A survey on domain adaptation theory: learning bounds and theoretical guarantees
Ievgen Redko, Emilie Morvant, Amaury Habrard, Marc Sebban, Younès Bennani
TL;DR
The paper surveys theoretical guarantees for domain adaptation within transfer learning, focusing on how target performance can be bounded by source performance under distribution shifts. It inventories a spectrum of bound paradigms, from divergences such as L1, ${\mathcal{H}\Delta\mathcal{H}}$-divergence, and discrepancy to IPMs including Wasserstein and MMD, along with PAC-Bayesian and algorithmic-robustness perspectives.
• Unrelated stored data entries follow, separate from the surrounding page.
Issue #2046, opened 2021-08-22
format of FILE as in --exclude-file=FILE


DimitriPapadopoulos:
What is the format of **FILE** as in `--exclude-file=FILE`?

Is it perhaps of the form "file:line"? If so, I suggest fixing the help message from:
```
  -x FILE, --exclude-file=FILE
                        FILE with lines that should not be changed
```
to:
```
  -x FILE, --exclude-file=FILE
                        FILE with file:line pairs that should not be changed
```
That would avoid misunderstandings such as https://github.com/codespell-project/codespell/issues/1601#issuecomment-663634656 and https://github.com/codespell-project/actions-codespell/issues/33#issuecomment-903241243.

DimitriPapadopoulos:
After reading the source code, It appears it's really simple line numbers in the file, not specific to a file. So if you want to exclude line 100 of a specific file, you cannot but exclude line 100 of all files.

peternewman:
It's the whole line, not the line number. See #2052 for work to fix this.

DimitriPapadopoulos:
Ah, I see. Sorry about that. Then let's follow up in #2052.

PR #2052, opened 2021-09-01
Add note about --exclude-file in README

bwitt:
Add a quick note about using `--exclude-file` to exclude whole lines


peternewman (changes requested):
I think I prefer your wording, but it would probably make sense if it matched the help file:
https://github.com/codespell-project/codespell/blob/d598d5b/codespell_lib/_codespell.py#L347-L349

Or can you at least add your second sentence to the command help please.

bwitt:
@peternewman I've updated both sets of text to try and bring them closer together; how does that look?

README.rst
```diff
@@ -51,6 +51,10 @@ The ``-I`` flag can be used for a list of certain words to allow that are in the
 
 The ``-L`` flag can be used to allow certain words that are comma-separated placed immediately after it.  **Important note:** The list passed to ``-L`` is case-sensitive based on how it is listed in the codespell dictionaries. ::
 
+    codespell -x FILE, --exclude-file=FILE
+
+The ``-x`` flag can be used to specify a file FILE with lines to be excluded from being checked for errors or changed.  These lines in FILE should match the to-be-excluded lines exactly.
```
peternewman, line 56: I liked your "whole lines" from the earlier revision.

peternewman (changes requested):
Perhaps also take a look at @kolyshkin work in https://github.com/codespell-project/codespell/pull/2040/files , I suspect their formatting of the METAVAR FILE should make things more readable (in the README file).

README.rst
peternewman: I don't know what @DimitriPapadopoulos thinks, but whole might help for #2046 too.

codespell_lib/_codespell.py
```diff
@@ -345,8 +345,10 @@ def parse_options(args):
                              'you\'d give "*.eps,*.txt" to this option.')
 
     parser.add_argument('-x', '--exclude-file', type=str, metavar='FILE',
-                        help='FILE with lines that should not be checked for '
-                             'errors or changed')
+                        help='specify a file FILE with whole lines to be '
+                             'excluded from being checked for errors or changed. '  # noqa: E501
```
peternewman, line 349: I don't think we need the noqa here, we're just joining strings together already so we can wrap it ourselves so it fits.

peternewman:
> I notice https://github.com/codespell-project/codespell/pull/2040/files also rewords the descriptions in the README a bit (removing `The ... flag can be used ...`). Should we do the same here?

I suspect fewer words makes it easier to read, so that's probably a good idea.

peternewman (changes requested):

bwitt:
thanks! I've updated it; how does that look?

kolyshkin:
@bwitt can you please squash your commits?

bwitt:
squashed

README.rst
```diff
@@ -51,6 +51,10 @@ The ``-I`` flag can be used for a list of certain words to allow that are in the
 
 The ``-L`` flag can be used to allow certain words that are comma-separated placed immediately after it.  **Important note:** The list passed to ``-L`` is case-sensitive based on how it is listed in the codespell dictionaries. ::
 
+    codespell -x FILE, --exclude-file=FILE
+
+Ignore whole lines that match those in ``FILE``.  These lines in ``FILE`` should match the to-be-excluded lines exactly.
```
kolyshkin, line 56: nit:
```suggestion
Ignore whole lines that match those in ``FILE``.  The lines in ``FILE`` should match the to-be-excluded lines exactly.
```

codespell_lib/_codespell.py
```diff
@@ -345,8 +345,9 @@ def parse_options(args):
                              'you\'d give "*.eps,*.txt" to this option.')
 
     parser.add_argument('-x', '--exclude-file', type=str, metavar='FILE',
-                        help='FILE with lines that should not be checked for '
-                             'errors or changed')
+                        help='ignore whole lines that match those '
+                             'in the file FILE. These lines in FILE '
```
peternewman, line 349: @kolyshkin 's improvement didn't make it into the main program help:
```suggestion
                             'in the file FILE. The lines in FILE '
```

bwitt:
@peternewman rebased and squashed to one commit; please let me know if there's anything else I need to do.

kolyshkin (approved):
LGTM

A central theme is the trade-off among source risk, domain divergence, and adaptation capacity (the nonestimable lambda term), plus hardness results highlighting when adaptation may be provably impossible or data-hungry. The survey also covers extensions to regression, semi-supervised settings, multi-source scenarios, and hypothesis-transfer learning, providing a comprehensive map of when and how domain adaptation can succeed and what remains open.
Abstract
All famous machine learning algorithms that comprise both supervised and semi-supervised learning work well only under a common assumption: the training and test data follow the same distribution. When the distribution changes, most statistical models must be reconstructed from newly collected data, which for some applications can be costly or impossible to obtain. Therefore, it has become necessary to develop approaches that reduce the need and the effort to obtain new labeled samples by exploiting data that are available in related areas, and using these further across similar fields. This has given rise to a new machine learning framework known as transfer learning: a learning setting inspired by the capability of a human being to extrapolate knowledge across tasks to learn more efficiently. Despite a large amount of different transfer learning scenarios, the main objective of this survey is to provide an overview of the state-of-the-art theoretical results in a specific, and arguably the most popular, sub-field of transfer learning, called domain adaptation. In this sub-field, the data distribution is assumed to change across the training and the test data, while the learning task remains the same. We provide a first up-to-date description of existing results related to domain adaptation problem that cover learning bounds based on different statistical learning frameworks.